The human experience of love is a closeness and togetherness. It's a warm feeling of being so close to someone that it brings happiness and joy to be around them. But what is love really, and why is it so important?
Love is Oneness, Completeness, Wholeness. When we feel love from the human perspective we tap into this oneness and completeness. To understand this, it helps to understand the human condition. Humanity has evolved in a world of competition and survival of the fittest. Through this competitive world humans have developed a deeply ingrained sense of separation. The general human experience is one of feeling separate from others, at odds with others, and getting along with some humans but not others. Through this experience of separation we encounter love and hate. Well, I call it the Continuum of Love.
The Continuum of Love is the range of love from the highest selfless love for others, through feelings of love for those close, through feelings of friendship, through feelings of indifference, to dislike, and to hate at the far end of the Continuum of Love. It's a whole range of the experience of love. Kind of. It's not the whole complete Love, which is not a love for others, but rather Love In Itself. Not love of these or those. Just Love, without the sense of separation. Love is Oneness.
You see, the sense of separation is key to understanding love. The sense of separation isn't accurate. Truly, no matter how many there seem to be, there is only ever One, an Infinite One. It is this Oneness that is Pure Love. Oneness is Complete and Whole. It is the natural state of Being. When humans feel love, it is a temporary dropping of the ingrained sense of separation, which allows the natural, true state of Love to come through. The closeness of human love is felt when there is a reduction in this sense of separation.

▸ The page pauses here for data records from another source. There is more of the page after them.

PR #3829, opened 2025-02-18
Feat/support load balance and easy days in FSRS simulator

L-M-Sherlock:
### Key Changes
- Updated FSRS dependency to use a version that supports post-scheduling hooks
- Added `post_scheduling_fn` to simulator that applies load balance and easy days
- Added easy days percentages to simulator proto
- Refactored easy days parsing logic for reusability

### TODO
1. Refactor simulator daily stats chart
   - Current chart becomes unreadable with easy days due to high volatility of the number of reviews per day

2. Review post_scheduling_fn implementation
   - Check for potential code duplication with existing scheduling logic

3. Consider moving simulator to dedicated page
   - Simulator could benefit from more screen space

### Related Issues
- Depends on FSRS-rs PR: https://github.com/open-spaced-repetition/fsrs-rs/pull/283
- UI improvements needed for better visualization of easy days impact

Preview:

image

image


YukiNagat0:
At first glance, same as https://github.com/ankitects/anki/pull/3815 - no support for the `mw.col.load_balancer_enabled` option (disabled `load_balancer`)

dae:
> Updated FSRS dependency to use a version that supports post-scheduling hooks

Nice, that is a cleaner solution.

> Consider moving simulator to dedicated page

I can't think of a better place to put it for now. What about instead of embedding it in the page, you have a clickable "Simulator" link that displays it as as a larger pop-over on the page?

L-M-Sherlock:
> no support for the `mw.col.load_balancer_enabled` option (disabled `load_balancer`)

Fixed in 59d5ef0

> What about instead of embedding it in the page, you have a clickable "Simulator" link that displays it as as a larger pop-over on the page?

Sounds good. But I need help. I don't know how to develop that.

dae:
An example of how to do that is TextInputModal.svelte, which is used in ConfigSelector.svelte

Associated docs: https://getbootstrap.com/docs/5.0/components/modal/

L-M-Sherlock:
Now the simulator is moved to a larger pop-over on the page:

image

And I add a button to allow users to save these settings to the preset:
- Desired retention
- New cards/day
- Maximum reviews/day
- Maximum interval
- New cards ignore review limit

L-M-Sherlock:
Now it looks nice when you want to compare Easy Days with Non Easy Days in one year.

image

YukiNagat0:
Regarding the **readibility** issue, I believe that introducing a `Smooth` toggle would be the most appropriate solution. This allows users the flexibility to choose between a smoothed visualization and the exact number of reviews for a given date, catering to different use cases.

As for the `window size` of the moving average, I personally favor making it configurable, with a default value calculated using the formula: `window_size = ceil(days_to_simulate / 180)` or `/ 360`, so only graphs with a larger learning span are affected by smoothing if the user doesn’t input an exact desired window size.

ts/routes/deck-options/SimulatorModal.svelte
```diff
@@ -0,0 +1,299 @@
...
+    export let computing: boolean;
+    export let simulating: boolean;
+    export let openHelpModal: (key: string) => void;
+    export let onPresetChange: () => void;
+
+    let config = state.currentConfig;
+    let simulateSubgraph: SimulateSubgraph = SimulateSubgraph.count;
+    let tableData: TableDatum[] = [];
+    const bounds = defaultGraphBounds();
+    bounds.marginLeft += 8;
```
Luc-Mcgrady, line 38:
```suggestion
    
    const default_bounds = defaultGraphBounds();
    let bounds = defaultGraphBounds();
    bounds.marginLeft += 8;

    window.addEventListener("resize", function () {
        bounds.width = window.innerWidth - bounds.marginLeft - bounds.marginRight
        bounds.height = window.innerWidth * (default_bounds.height / default_bounds.width)
    });

```
Looks better while full screen in.

Before:
image

After:
image

If you would prefer just the line to change
```js
    svg.append("g")
        .attr("class", "lines")
        .attr("fill", "none")
        .attr("stroke-width", 1.5)
        .attr("stroke-linejoin", "round")
        .attr("stroke-linecap", "round")
        .selectAll("path")
        .data(Array.from(groups.entries()))
        .join("path")
        .attr("vector-effect", "non-scaling-stroke") // < ------ This
        .attr("stroke", (d, i) => color[i % color.length])
        .attr("d", d => line()(d[1].map(p => [p[0], p[1]])))
        .attr("data-group", d => d[0]);
```

image

L-M-Sherlock:
I added the Smooth toggle:

image

image

L-M-Sherlock:
But I don't know why the ticks become larger when I zoom out the window:

image

image

ts/routes/deck-options/SimulatorModal.svelte
```diff
@@ -0,0 +1,383 @@
...
+
+<style>
+    .modal {
+        background-color: rgba(0, 0, 0, 0.5);
+    }
+
+    :global(.modal-xl) {
+        max-width: 100vw;
+    }
+
```
Luc-Mcgrady, line 375:
```suggestion

    .modal :global(.tick) :global(.text) {
        font-size: 10px !important;
    }

```

You can override the font-size changes for just the simulator graph with this.
Though as you say, I suspect there's a purpose in it being the way it is.

L-M-Sherlock: @dae, do you know the purpose of this code?

https://github.com/ankitects/anki/blob/8e13e6bfc159a0d73bbec146c75c16613f9a597e/ts/routes/graphs/Graph.svelte#L39-L58

Expertium:
We should add a tooltip to clarify that the "Smooth" toggle only affects the graph and has nothing to do with actual scheduling.

dae:
The graph is looking pretty bad on mobile/small devices at the moment. I seem to recall it looking a bit better when I checked on this PR the other day, so it might be a regression?

Screenshot 2025-02-21 at 5 30 01 pm

Going through a review now.

One other initial thought was on how extra options have been added, presumably so that the user can configure them directly from that screen, and so it becomes apparent that those options also alter the simulation. But it's not complete, as easy days is not listed there. 

Screenshot 2025-02-21 at 5 29 24 pm

Note how the graph is not actually visible at this screen size - the user has to scroll down.

Is it worth repeating those options there? (yes is an acceptable answer if you think so, I'm just brainstorming here). Are there any where it might make sense to show them in a more concise, read-only form? E.g. something like the following in small grey text: "Other influencing settings: 20 new cards/day, 200 reviews/day, 2 easy days, max interval 36500, ..."?

user1823:
> Is it worth repeating those options there? 

IMO, yes. The user might want to play with these values to see the effect on their future workload without wanting to change the actual settings. Also, if the user has to change the values scattered throughout the deck options page, the simulator would become difficult to use.

ts/routes/deck-options/SimulatorModal.svelte
```diff
@@ -0,0 +1,387 @@
...
+                        $config.reviewOrder = simulateFsrsRequest.reviewOrder;
+                        onPresetChange();
+                    }}
+                >
+                    <!-- {tr.deckConfigApplyChanges()} -->
+                    {"Save to Preset Options"}
+                </button>
+
+                {#if simulating}
+                    {tr.qtMiscProcessing()}
```
dae, line 321: Didn't catch this one in the past - our graphs shouldn't refer to any Qt strings, as they're supposed to only be for the Qt UI. I'll dupe it into the core repo.

YukiNagat0:
Regarding the easy days: As user1823 pointed out, users might want to experiment with settings in the simulator. However, when it comes to easy days, users are unlikely to adjust them frequently. They already know which days are busy for them, so there’s no need to display these settings again on the simulator page.

Objectively, the simulator is a tool for exploration - users can play with it to find their ideal settings, which is why the adjustable options are present on this page. The "Save to Preset Options" button is there just to save users from having to remember the values they set in the pop-up to transfer to the main settings page . Since users don’t need to recall which days they’re busy, there’s no reason to duplicate the easy days settings on the simulator page.

Something like that. Personally, I like the current set of the adjustable settings. For me, `Save to Preset Options` button is redundant: I can remember all 4 values: `DR`, `New cards/day`, `Max interval`, `Sort order`. But I understand, that someone can find this button useful..

ts/routes/deck-options/SimulatorModal.svelte
```diff
@@ -0,0 +1,387 @@
...
+    export let simulating: boolean;
+    export let openHelpModal: (key: string) => void;
+    export let onPresetChange: () => void;
+
+    const config = state.currentConfig;
+    let simulateSubgraph: SimulateSubgraph = SimulateSubgraph.count;
+    let tableData: TableDatum[] = [];
+    const fsrs = state.fsrs;
+
+    const default_bounds = defaultGraphBounds();
```
dae, line 45: camelCase, if this part needs to be preserved

ts/routes/deck-options/SimulatorModal.svelte
```diff
@@ -0,0 +1,387 @@
...
+    bounds.marginLeft += 8;
+
+    function updateBounds() {
+        bounds.width = window.innerWidth - bounds.marginLeft - bounds.marginRight;
+        bounds.height =
+            window.innerWidth * (default_bounds.height / default_bounds.width);
+    }
+
+    window.addEventListener("resize", updateBounds);
+    updateBounds();
```
dae, line 56: Commenting out these two lines considerably improves the graph appearance. What is this dynamic resizing trying to accomplish?

ts/routes/deck-options/SimulatorModal.svelte
dae: Yep, the text can become unreadably small at the smaller widths/breakpoints without those lines:

Screenshot 2025-02-21 at 5 58 37 pm
Screenshot 2025-02-21 at 5 59 06 pm

ts/routes/deck-options/SimulatorModal.svelte
Luc-Mcgrady: https://github.com/ankitects/anki/pull/3829#discussion_r1961831696

ts/routes/deck-options/SimulatorModal.svelte
dae: Ok, you can now use `tr.actionsProcessing` after rebasing over main.

ts/routes/deck-options/SimulatorModal.svelte
dae: Ah, ok. I'd recommend we find another way to do that such as your other suggestion, as the graph code expects to have a consistent internal bounds that gets scaled to the page size.

Expertium:
> They already know which days are busy for them, so there’s no need to display these settings again on the simulator page.

But we need to convey that Easy Days affect the simulation. Plus, as you said, the simulator is a tool for exploration, so I'd say we should add Easy Days sliders to the simulator.

YukiNagat0:
> > They already know which days are busy for them, so there’s no need to display these settings again on the simulator page.
> 
> But we need to convey that Easy Days affect the simulation. Plus, as you said, the simulator is a tool for exploration, so I'd say we should add Easy Days sliders to the simulator.

It is already obvious, if `Days to simulate` <= 365 for any number of easy days (default is 365). Or with disabled `Smooth` option.

I will suggest to set the `Smooth` option to `False` by default.

ts/routes/deck-options/SimulatorModal.svelte
L-M-Sherlock: I removed this code.

dae:
Reviewing now. Are you planning to release the updated fsrs-rs on crates.io? If so, it would be nice to point to that instead of a git commit.

rslib/src/scheduler/fsrs/simulator.rs
```diff
@@ -44,12 +146,43 @@ impl Collection {
...
                 due: ((introduced_today_count + i) / req.new_limit as usize) as f32,
+                interval: f32::NEG_INFINITY,
             });
             converted_cards.extend(new_cards);
         }
+        let deck_size = converted_cards.len();
         let p = self.get_optimal_retention_parameters(revlogs)?;
+
+        let easy_days_percentages = parse_easy_days_percentages(req.easy_days_percentages)?;
+        let next_day_at = self.timing_today().unwrap().next_day_at;
```
dae, line 157: Here too

rslib/src/scheduler/states/load_balancer.rs
```diff
@@ -389,7 +390,7 @@ pub fn select_weighted_interval(
     Some(intervals_and_weights[selected_interval_index].0)
 }
 
-fn interval_to_weekday(interval: u32, next_day_at: TimestampSecs) -> usize {
+pub fn interval_to_weekday(interval: u32, next_day_at: TimestampSecs) -> usize {
```
dae, line 393: Personally, I prefer to use pub(crate) in such circumstances, even if the entire file is already pub(crate), as it keeps things explicit, and won't break if the module is made public in the future for some reason.

ts/routes/deck-options/FsrsOptions.svelte
```diff
@@ -64,7 +51,7 @@ License: GNU AGPL, version 3 or later; http://www.gnu.org/licenses/agpl.html
     let computingParams = false;
     let checkingParams = false;
     let computingRetention = false;
-    let simulating = false;
+    const simulating = false;
```
dae, line 54: Why define this here, instead of passing it in directly as an argument below? In fact, why pass it as an argument at all, instead of just defining it in SimulatorModal?

dae (commented):
Just a couple of minor points and then good to go on my end 👍

dae:
> Are you planning to release the updated fsrs-rs on crates.io?

Assuming that's a no for now, so I'll merge this in.

dae:
Thank you for your work on this as always!

L-M-Sherlock:
> Assuming that's a no for now, so I'll merge this in.

Yeah, because @Luc-Mcgrady added more features into the simulator:
- https://github.com/open-spaced-repetition/fsrs-rs/pull/293

So the simulator is still not stable now. I plan to update fsrs-rs on crates.io in the next month.

PR #3832, opened 2025-02-20
Increase font size in mathjax preview for accessibility

GithubAnon0000:
Apparently no font size should be lower than 12px, see https://www.boia.org/blog/accessibility-tips-let-users-control-font-size.

With the current 55%, I get a computed font size of 8.25px though. Considering the text shows the helpful message "Press ⁨Enter⁩ to accept, ⁨Shift+Enter⁩ for new line.", I think we should add a minimum font size.

For reference. This is the 55% size:
anki

And this is the size with the change from this PR:
anki


dae:
You're right, it's too small. Thanks!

Most humans prefer love and unity to hate and separation, but some get so caught up in the sense of separation that the hate dominates. It is the sense of separation from others that gives rise to these feelings of closeness and distance. The closer people are to Oneness, the greater the feeling of love. When seemingly further away from Oneness, the feelings of distance, separation and difference can lead to hostility, competition and hate. But even in the physical sense there is a drive towards unity. Humans seek to have sexual relationships, where there is a physical union of sorts. The higher seeking is to have an emotional union with another, which we call "in love". And there is a higher love still, with the love and compassion for all humans and all creatures. This is a love that is closer to Pure Love.
Pure Love is that natural state of Oneness, without the sense of separation from others. We can call it Love, Joy, Peace, Wholeness, Oneness, Being, or God. It is the same One. It is the same One that all spiritual seekers seek. But it is right here. It is no distance. What prevents the natural state from being evident in the human experience is the ingrained notion of separation. So the theory is that all we need do is drop the notion of separation, and Love will be permanently experienced.
This is Enlightenment. There are numerous ways to 'reach' Oneness, though, of course, it cannot be reached, because we are already no distance from it. We are Oneness. But the notion of separation needs to be dropped for it to be revealed in the human experience. So in the human experience we can practice Oneness, by letting go of feelings of hate and dislike. If we aim for love and kindness to others, then it brings the human closer to Oneness. Then the leap from being close to being One seems a shorter leap. Ultimately the sense of 'others' needs to be dropped. There are no others. There is no separation. The separation is only in the human mind. But the mind can be 'untrained' so that the sense of separation is released.
So, even at a simple level, bringing love and kindness into the daily life can lead each human experience closer to revealing the true nature of Oneness that is right here. Then ultimately the sense of being separate must be dissolved in the Oneness of Love.